Schiff, a gold advocate and long-time Bitcoin critic, focused on Strategy’s use of high-yield preferred shares. He said the preferred shares carry an 11.5% yield, which he argued creates a significant cost as the company continues to raise funds linked to its Bitcoin buying strategy.
Schiff challenged a common argument from Strategy supporters that Bitcoin only needs to rise modestly to cover the preferred-share yield. He said the math changes as the company issues more instruments to fund additional Bitcoin purchases.
“The more STRC MSTR sells, the more BTC must rise to cover the yield,” Schiff wrote.
Schiff also argued that Strategy lacks normal corporate earnings that could easily fund preferred-share payouts. In his view, this could force the company to raise additional capital or sell Bitcoin.

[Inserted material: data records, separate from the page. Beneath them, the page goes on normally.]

PR #3502, opened 2022-03-17
Bug 2065288: Use ignition 3.2 and allow for day2 overrides

mkowalski:
Currently there is a bug that causes day-2 worker ignition override to
be ignored without any error message.

This PR changes the behaviour of ignition generator so that the function
handling day-2 nodes takes the override into account. Given that there
are separate functions for day-1 and day-2 nodes, this PR also renames
the latter so that it's clear that it's used only for day-2.

This PR changes the ignition version from 3.1.0 to 3.2.0 and modifies
all the handlers to merge with backwards compatiblity. By doing so, we
allow customers to provide overrides in any version they wish as long as
it is compatible with the major ignition version used. Previously the
override version had to strictly match 3.1.0 used by us; with this
change, it is no longer the case.

Closes: [MGMT-9064](https://issues.redhat.com/browse/MGMT-9064)
Closes: Bug-2065288
Closes: [MGMTBUGSM-201](https://issues.redhat.com/browse/MGMTBUGSM-201)

- [ ] New Feature 
- [ ] Enhancement 
- [x] Bug fix
- [ ] Tests
- [ ] Documentation
- [ ] CI/CD 

- [x] Cloud
- [ ] None

## How was this code tested?

- [x] dev-scripts environment
- [ ] No tests needed

## Assignees

/cc @
/cc @

## Checklist

## Reviewers Checklist

### DIFF
--- a/internal/bminventory/inventory.go
+++ b/internal/bminventory/inventory.go
@@ -737,9 +737,9 @@ func (b *bareMetalInventory) V2ImportClusterInternal(ctx context.Context, kubeKe
 	return &newCluster, nil
 }
 
-func (b *bareMetalInventory) createAndUploadNodeIgnition(ctx context.Context, cluster *common.Cluster, host *models.Host, ignitionEndpointToken string) error {
+func (b *bareMetalInventory) createAndUploadDay2NodeIgnition(ctx context.Context, cluster *common.Cluster, host *models.Host, ignitionEndpointToken string) error {
 	log := logutil.FromContext(ctx, b.log)
-	log.Infof("Starting createAndUploadNodeIgnition for cluster %s, host %s", cluster.ID, host.ID)
+	log.Infof("Starting createAndUploadDay2NodeIgnition for cluster %s, host %s", cluster.ID, host.ID)
 
 	// Specify ignition endpoint based on cluster configuration:
 	address := cluster.APIVip
@@ -762,16 +762,11 @@ func (b *bareMetalInventory) createAndUploadNodeIgnition(ctx context.Context, cl
 		caCert = cluster.IgnitionEndpoint.CaCertificate
 	}
 
-	ignitionBytes, err := b.IgnitionBuilder.FormatSecondDayWorkerIgnitionFile(ignitionEndpointUrl, caCert, ignitionEndpointToken)
+	fullIgnition, err := b.IgnitionBuilder.FormatSecondDayWorkerIgnitionFile(ignitionEndpointUrl, caCert, ignitionEndpointToken, host)
 	if err != nil {
-		return errors.Errorf("Failed to create ignition string for cluster %s", cluster.ID)
+		return errors.Wrapf(err, "Failed to create ignition string for cluster %s, host %s", cluster.ID, host.ID)
 	}
 
-	// Update host ignition hostname:
-	fullIgnition, err := ignition.SetHostnameForNodeIgnition(ignitionBytes, host)
-	if err != nil {
-		return errors.Errorf("Failed to create ignition string for cluster %s, host %s", cluster.ID, host.ID)
-	}
 	fileName := fmt.Sprintf("%s/worker-%s.ign", cluster.ID, host.ID)
 	log.Infof("Uploading ignition file <%s>", fileName)
 	err = b.objectHandler.Upload(ctx, fullIgnition, fileName)
@@ -1406,7 +1401,7 @@ func (b *bareMetalInventory) InstallSingleDay2HostInternal(ctx context.Context, 
 	}
 
 	// move host to installing
-	err = b.createAndUploadNodeIgnition(ctx, cluster, &h.Host, h.IgnitionEndpointToken)
+	err = b.createAndUploadDay2NodeIgnition(ctx, cluster, &h.Host, h.IgnitionEndpointToken)
 	if err != nil {
 		log.Errorf("Failed to upload ignition for host %s", h.RequestedHostname)
 		return err
@@ -1478,7 +1473,7 @@ func (b *bareMetalInventory) V2InstallHost(ctx context.Context, params installer
 	if cluster, err = common.GetClusterFromDB(b.db, *h.ClusterID, common.SkipEagerLoading); err != nil {
 		return common.GenerateErrorResponder(err)
 	}
-	err = b.createAndUploadNodeIgnition(ctx, cluster, h, host.IgnitionEndpointToken)
+	err = b.createAndUploadDay2NodeIgnition(ctx, cluster, h, host.IgnitionEndpointToken)
 	if err != nil {
 		log.Errorf("Failed to upload ignition for host %s", h.RequestedHostname)
 		return common.GenerateErrorResponder(err)
@@ -5066,6 +5061,8 @@ func (b *bareMetalInventory) V2UpdateHostIgnitionInternal(ctx context.Context, p
 			log.WithError(err).Errorf("Failed to parse host ignition config patch %s", params.HostIgnitionParams)
 			return nil, common.NewApiError(http.StatusBadRequest, err)
 		}
+	} else {
+		log.Infof("Trying to apply empty host ignition config to host %s in infra-env %s", params.HostID, params.InfraEnvID)
 	}
 
 	err = b.db.Model(&common.Host{}).Where(identity.AddUserFilter(ctx, "id = ? and infra_env_id = ?"), params.HostID, params.InfraEnvID).Update("ignition_config_overrides", params.HostIgnitionParams.Config).Error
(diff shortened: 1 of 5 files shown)


mkowalski:
/retitle [WIP] Bug 2065288: Don't ignore day-2 worker ignition override

mkowalski:
/retitle [WIP] Bug 2065288: Use ignition 3.2 and allow for day2 overrides

internal/bminventory/inventory.go
```diff
@@ -767,6 +767,17 @@ func (b *bareMetalInventory) createAndUploadNodeIgnition(ctx context.Context, cl
 		return errors.Errorf("Failed to create ignition string for cluster %s", cluster.ID)
 	}
 
+	// Apply overrides to the ignition
```
filanov, line 770: Minor comment but i don't think that this comment is needed, the code here is clear, personally i prefer comments that explain why and not how or what

internal/bminventory/inventory.go
```diff
@@ -5066,6 +5077,8 @@ func (b *bareMetalInventory) V2UpdateHostIgnitionInternal(ctx context.Context, p
 			log.WithError(err).Errorf("Failed to parse host ignition config patch %s", params.HostIgnitionParams)
 			return nil, common.NewApiError(http.StatusBadRequest, err)
 		}
+	} else {
+		log.Warnf("Trying to apply empty host ignition config to host %s in infra-env %s", params.HostID, params.InfraEnvID)
```
filanov, line 5081: What is the side affect here? 
What will happen in this case?

mkowalski: So what happens here is the following - as soon as you provide non-empty `params.HostIgnitionParams`, you enter this function. However, what we parse and apply is `params.HostIgnitionParams.Config`, meaning you have a potential field for confusion (that I hit when I was testing stuff). Imagine two scenarios

1) You have a host with ignition already overriden. You send a new override as `params.HostIgnitionParams` instead of `params.HostIgnitionParams.Config`. In reality, you have just overriden your previous ignition with an empty one. Not what was desired (and no warning on the way)

2) You have a host with no ignition. You send override as `params.HostIgnitionParams` instead of `params.HostIgnitionParams.Config`, as above. Once again, your override will not be applied.

The problem is that currently in both scenarios above, you will see the log message about successful update - `Custom discovery ignition config was applied to host %s in infra-env %s"`. This is confusing, because

* you see message saying override has been applied successfuly
* your host does not have any override

For this reason I decided to add a warning for a scenario when `params.HostIgnitionParams` exists but `params.HostIgnitionParams.Config` is empty.

eranco74: Seems like a valid use case (deleting an override) consider changing the log level to info.

internal/bminventory/inventory.go
```diff
@@ -767,6 +767,17 @@ func (b *bareMetalInventory) createAndUploadNodeIgnition(ctx context.Context, cl
 		return errors.Errorf("Failed to create ignition string for cluster %s", cluster.ID)
 	}
 
+	// Apply overrides to the ignition
+	if host.IgnitionConfigOverrides != "" {
+		var res string
+		res, err = ignition.MergeIgnitionConfig(ignitionBytes, []byte(host.IgnitionConfigOverrides))
+		if err != nil {
+			return errors.Errorf("Failed to apply ignition override for host %s", host.ID)
```
eranco74, line 775: return the actual error
```suggestion
			return errors.Wrap(err, "Failed to apply ignition override for host %s", host.ID)
```

internal/bminventory/inventory_test.go
```diff
@@ -8938,9 +8938,9 @@ var _ = Describe("UpdateInfraEnv - Ignition", func() {
 		Expect(response).To(BeAssignableToTypeOf(common.NewApiError(http.StatusBadRequest, errors.Errorf("error"))))
 	})
 
-	It("returns bad request when provided an old version", func() {
+	It("returns bad request when provided too recent version", func() {
```
eranco74, line 8941: Currently, the test validates that an override with an old ignition version will return a bad request, what is the purpose of this change?

internal/ignition/ignition.go
```diff
@@ -348,7 +346,7 @@ const discoveryIgnitionConfigFormat = `{
 
 const secondDayWorkerIgnitionFormat = `{
 	"ignition": {
-	  "version": "3.1.0",
+	  "version": "3.2.0",
```
eranco74, line 349: Will it work with 3.1.0 as well?
If not we are breaking API here.

eranco74:
Note that different RHCOS versions support diffrent ignition versions, since the assisted-service installs different OCP versions (that use different RHCOS) the ignition version it generates should match the ignition version generated by the installer of that OCP release.

internal/bminventory/inventory_test.go
mkowalski: What we do currently is we require a strict match for the ignition override, i.e. we hardcoded 3.1.0 in Assisted and this is the only override that works. So indeed, override with 3.0.0 is a non-working combination.

However, `ignition` library provides also a function "parse/merge with backwards-compatibility" which will merge any compatible version, so in such a scenario it can merge a template with 3.2.0 with override in 3.0.0 and result in a correct 3.2.0; for this reason this test is no longer valid.

internal/ignition/ignition.go
mkowalski: I did manually test it on a spoke with OCP 4.8; as in the other comment - providing an override with 3.1.0 does work because I'm not requiring a strict match, but allow for backwards-compatible ignition override

mkowalski:
> Note that different RHCOS versions support diffrent ignition versions, since the assisted-service installs different OCP versions (that use different RHCOS) the ignition version it generates should match the ignition version generated by the installer of that OCP release.

Right, this is still a bit of an unknown for me. Can you point me where and how it's done currently? I see everywhere that we just hardcode 3.1.0 and roll like this; there is no any check for the OCP version nor stuff like this

internal/bminventory/inventory.go
mkowalski: ACK

internal/bminventory/inventory.go
mkowalski: >Seems like a valid use case (deleting an override) consider changing the log level to info.

ACK

eranco74:
> I see everywhere that we just hardcode 3.1.0 and roll like this

Actually, it seems that we are assuming it's 3.2 and if we fail to parse the config we fall back to 3.1
https://github.com/openshift/assisted-service/blob/7587c104f0f6f378f20b8af082a926527778ab33/internal/ignition/ignition.go#L1081

eranco74:
> I see everywhere that we just hardcode 3.1.0 and roll like this
Seems like there is a bug [here](https://github.com/openshift/assisted-service/blob/7587c104f0f6f378f20b8af082a926527778ab33/internal/ignition/ignition.go#L1089) I don't know why we are setting the version to 3.1.0 after the config was translated to 3.2 :man_shrugging:

mkowalski:
Ah right... So if you look what I did with this function
```
config, _, err := config_latest.ParseCompatibleVersion(content)
```
it's that instead doing strict parsing I always try to merge those up to 3.2.0. The part with "if we fail to parse the config we fall back to 3.1" isn't about the OCP version but about the Ignition syntax and at the same time in the Ignition docs we can read

```
Any valid 3.1.0 configuration can be updated to a 3.2.0 configuration by simply changing the version string in the config
```

I just can't find a reason why we were all the time using `.Parse()` instead of `.ParseCompatibleVersion()` which simplifies a lot of flows we have. Any idea about that?

eranco74:
> there is no any check for the OCP version nor stuff like this
I think there is a test metrics that will check all versions the assisted-service support
/test ?

mkowalski:
/test e2e-metal-assisted-4-6

Infra error

mkowalski:
/retitle Bug 2065288: Use ignition 3.2 and allow for day2 overrides

mkowalski:
/retest e2e-metal-assisted-4-6

Cluster was indefinitely in `status pending-for-input`; no explicit errors anywhere in gather and this seems to be intermittently succeeding 🤷🏻

mkowalski:
I did a cross-check for ignition support in OCP 4.6; our job is using OCP [4.6.16](https://openshift-release.apps.ci.l2s4.p1.openshiftapps.com/releasestream/4-stable/release/4.6.16) which uses RHCOS [46.82.202101301821-0](https://releases-rhcos-art.cloud.privileged.psi.redhat.com/contents.html?stream=releases%2Frhcos-4.6&release=46.82.202203142206-0) that has Ignition [2.6.0](https://github.com/coreos/ignition/blob/main/NEWS#L162-L172). That mentions features present in 3.2.0, therefore I claim that it's safe to bump the version we use.

mkowalski:
/hold

OCP 4.6 does not support ignition 3.2.0; I will add a code patch that checks cluster version and uses 3.1.0 if OCP 4.6 is detected.

mkowalski:
/close

Superseded by #3524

He warned that a forced Bitcoin sale could add market pressure. Schiff said selling Bitcoin may lower the asset’s price and weaken Strategy’s balance sheet.
Schiff also suggested that weakness in the preferred shares could lead the company to offer higher yields, which would raise funding costs and increase strain on its capital structure.
“The only way to stop the death spiral is for MSTR to cancel the dividend,” Schiff said.
He added that such a move could hurt STRC, MSTR, and Bitcoin.
Michael Saylor has built Strategy into one of the largest corporate Bitcoin holders, using debt, equity sales, and other instruments to add BTC over several years. Schiff said that as of April 18, Strategy may not be able to rely as easily on selling common shares at a premium, and may instead need to sell more preferred shares, discounted common stock, or Bitcoin to meet obligations.
The warning adds to an ongoing debate over Strategy’s Bitcoin treasury model. Supporters view the approach as a long-term Bitcoin bet, while critics argue that rising funding costs could increase risk if Bitcoin prices weaken.